Stromberg was convicted of displaying a red flag, an anarchist symbol.
The Hughes Court (1930-1932). Seated, from left to right: Justices James C. McReynolds, Oliver Wendell Holmes, Jr., and Chief Justice Evans Hughes, and Justices Willis Van Devanter and Louis D. Brandeis. Standing, from left to right: Justices Harlan Fiske Stone, George Sutherland, Pierce Butler, and Owen J. Roberts.
“The maintenance of the opportunity for free political discussion to the end that government may be responsive to the will of the people and that changes may be obtained by lawful means, an opportunity essential to the security of the Republic, is a fundamental principle of our constitutional system. A statute which upon its face, and as authoritatively construed, is so vague and indefinite as to permit the punishment of the fair use of this opportunity is repugnant to the guaranty of liberty contained in the Fourteenth Amendment.”

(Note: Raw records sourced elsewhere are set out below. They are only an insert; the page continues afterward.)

PR #5303, opened 2022-06-27
pdf scale issues (EXPOSUREAPP-13440)

schauersbergern:
[Ticket](https://jira-ibs.wbs.net.sap/browse/EXPOSUREAPP-13440)
Remove paddings and margins from user agent style sheet


chiljamgossow (approved):
Looks much better, thanks

SamuraiKek (approved):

In Stromberg v. California (1931), the defendant raised a red flag, which was a “reproduction of the flag of Soviet Russia.” The state convicted him for displaying this anarchist symbol. On appeal, the Supreme Court reversed Stromberg’s conviction. For the first time, the Justices found that a state restriction on speech was unconstitutional. Chief Justice Hughes wrote the majority opinion.